Metal–organic frameworks (MOFs), a class of materials of interest for their highly customizable and tunable properties, often exhibit high adsorption selectivity and capacity, motivating substantial research interest in energy-related applications such as adsorptive separations. Among MOFs, those with undercoordinated metals, or “open metal sites” (OMS), have drawn particular interest for the ability to leverage exposed metal cations for highly selective and tunable adsorptive separations. Because MOFs with OMS are often of interest for leveraging the unique properties at these exposed metals, classical force field-based modeling approaches have struggled to rigorously account for the electronic details relevant for fully describing adsorption. Additionally, adsorption may affect structural changes in the adsorbent that are often neglected but may play a role in adsorption behavior. In this work, we use density functional theory (DFT) to study adsorption of small molecules H₂, N₂, CO₂, and NO in M-MOF-74s, a class of OMS MOFs with a range of d-occupations from among 3d transition metals.
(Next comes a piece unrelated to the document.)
PR #3739, opened 2026-09-05
fix(install): the installer survives an ordinary current machine — no Docker, no storage key, no wmic

joelteply:
Three defects on the **fresh-install path** (`install.sh` → `lib/install-common.sh`). All three fire on an ordinary machine that a stranger would install onto; none fires on the boxes the three of us have been running all night, which is why they survived.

We studied binding potentials of these small molecules as a function of distance from the open metal sites in Mg (3d⁰)-, Mn (3d⁵)-, Ni (3d⁸)-, and Zn (3d¹⁰)-MOF-74s, investigating different structural constraints ranging from complete structural optimization of adsorbate and adsorbent to partial geometrical optimization to single point (static) calculations. We characterize path-dependent energetics and structural changes to facilitate model development for adsorption of small molecules in OMS MOFs. This work presents progress in both rational design of materials for gas separations and development of next-generation force-fields to capture the structural and energetic changes relevant to adsorptive performance in OMS MOFs.